** Aim of the exercise **
The required output is every record, written out exactly.

** Dataset entries **
PR #1420, opened 2025-02-21
Fix Docker Build under Ruby 3.4

### LINKED ISSUE #1411: Running Kamal via Docker - update the package
Hello,

I would be nice to update the package to the latest kamal's version.

Thanks

smartygus:
Docker Build was failing after updating to use 3.4-alpine.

** Written response **
PR #1420, opened 2025-02-21
Fix Docker Build under Ruby 3.4

### LINKED ISSUE #1411: Running Kamal via Docker - update the package
Hello,

I would be nice to update the package to the latest kamal's version.

Thanks

smartygus:
Docker Build was failing after updating to use 3.4-alpine.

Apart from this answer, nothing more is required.